I am grateful for my time working with United Methodist Women, because I think they have always been a strong reminder that ministry by women and ministry TO women is world-changing ministry. They have been on the forefront of most social issues. They see the need to affirm the value of all peoples because women know, all too well, the gifts and lives that are lost when the church decides one group of people should be denied leadership.  United Methodist Women see the unique role that women play around the world, the role that extends beyond giving birth to the next generation, and have a strong legacy of lifting them up as to lift up entire communities.

We need that kind of work to be central in the church. Not that we need to focus all our efforts on women. Men talk like they’re afraid of that, but let’s be real, there’s not a lot of danger of men losing their voice in church leadership.  No, we need to know what United Methodist women, and the women in Tabitha’s community, have always known: there is a wisdom that women bring to the table that is essential. We are prophets that see the world with painful clarity, and see the hope even more clearly.

And I think we need to be willing to talk about sex. We need to be willing to say that women do have bodies to be celebrated but are not JUST celebrated for their bodies. I think we need to talk about the women we respect the same way we talk about the women we pass on the street.  Ask ourselves, and those around us, why it is ok to speak sexually about a woman when she walks by and then preach chastity from the pulpit. How do we decide that some women are worth being honored, while we ignore others as if their choices, or the length of their skirt, have left them outside of grace.  We can’t critically examine the way our objectification pushes women down without naming sexual desires that drive us. We have to talk about sex that is good and sex that is wanted and sex that is actually rape and what yes and no really mean. We have to support women who say no.  We have to support women who say yes.

We have to be the resurrection that is desperately needed.

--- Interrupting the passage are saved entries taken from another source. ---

PR #789, opened 2018-02-12
(PA-1775) Update PLATFORM_INFO to include Fedora 27 (x86_64)

ScottGarman:


mwaggett:
This will need to go into 1.0.x too.

ScottGarman:
@mwaggett should I re-target this to 1.0.x so it can be merged up easier? Also I just realized the ticket number referenced is a duplicate, so I'd like to fix that before this gets merged.

mwaggett:
kk @ScottGarman leaving this targeted at master is fine, but it would be great if you could open a corresponding 1.0.x PR.

ScottGarman:
Ok, this should be ready for merge once Travis passes. I've created a PR targeting 1.0.x here: https://github.com/puppetlabs/packaging/pull/790

PR #794, opened 2018-02-14
Initial support for PE release branches

shrug:
This adds a new config variable for PE release branches,
and updates the ship tasks to ship to the correct locations
depending on release branch (vs feature or mainline)

### DIFF
--- a/lib/packaging/config/params.rb
+++ b/lib/packaging/config/params.rb
@@ -121,6 +121,7 @@ module Pkg::Params
                   :packaging_url,
                   :pbuild_conf,
                   :pe_feature_branch,
+                  :pe_release_branch,
                   :pe_name,
                   :pe_platforms,
                   :pe_version,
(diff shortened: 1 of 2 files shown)


shrug:
Tested package promotions and composes from the command line with this change, they seem to work as expected.

We still need to test pez against the release branches, but that will come in a later PR if updates are needed.

lib/packaging/config/params.rb
```diff
@@ -121,6 +121,7 @@ module Pkg::Params
                   :packaging_url,
                   :pbuild_conf,
                   :pe_feature_branch,
+                  :pe_release_branch,
```
mwaggett: Should we add this as an env var too? There's one for feature branches.

shrug: I don't think the one for feature branches is ever used anywhere, so no I don't think so.

I don't want to remove the one for feature branches in this pr though, trying to keep it additive.

mwaggett:
These could be simplified to something like
```
return <path> if feature_branch
return <other_path> if release_branch
return <other_other_path>
```

mwaggett:
or we could have something like
```
extra_dir = ''
extra_dir = '/release' if release_branch
extra_dir = '/feature' if feature_branch
return "#{repo_path}/#{pe_version}#{extra_dir}/repos
```

shrug:
Any of those would work - which do you find most readable?

sarameisburger:
I like the first one more

mwaggett:
I'm torn. I think the first one is more readable but the second one feels DRYer?
I guess readability is probably most important.

shrug:
Updated: this better? or rather clean it up more? *I* find this more readable than having the conditional on the right, but that's a pretty personal preference.

PR #795, opened 2018-02-15
(maint) Separate nightly repo updates

mwaggett:
This PR modifies how we update apt and yum repos to be intentional about whether we are updating final or nonfinal repos, instead of relying on version magic.

### DIFF
--- a/tasks/ship.rake
+++ b/tasks/ship.rake
@@ -12,20 +12,11 @@ namespace :pl do
       else
         path = Pkg::Config.nonfinal_yum_repo_path || Pkg::Config.yum_repo_path
       end
-      yum_whitelist = {
-        __REPO_NAME__: Pkg::Paths.repo_name,
-        __REPO_PATH__: path,
-        __REPO_HOST__: Pkg::Config.yum_staging_server,
-        __GPG_KEY__: Pkg::Util::Gpg.key
-      }
+      command = Pkg::Config.yum_repo_command || 'rake -f /opt/repository/Rakefile mk_repo'
 
       $stdout.puts "Really run remote repo update on '#{Pkg::Config.yum_staging_server}'? [y,n]"
       if Pkg::Util.ask_yes_or_no
-        if Pkg::Config.yum_repo_command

I follow women like Tabitha.  Like Esther, Hagar, Martha, and Mary. Women like the professors and deans and friends who surround me. I am grateful for the inspiration they provide me as I move into a new ministry in a new place.  And I’m grateful to all of you for allowing me to serve this year. I have felt greatly blessed to be in a community that doesn’t just support women, but allows us to put on plays where we talk about abuse and talk about vaginas – and lets us say vagina in chapel. But we are too good to rest on the laurels of our goodness.  We are just good enough to know we can be better. So now, I call us to a resurrection that restores women to wholeness, to power, and recognizes the divinity that breathes new life into all of us.

Amen.

1 comment:

  1. Janessa, I would have loved to be there to hear and see you enact resurrection in all the ways you do. Your sermon made me celebrate through tears. So many places and people need to hear this message of hope and lament. Go, Janessa. Be you in the spirit.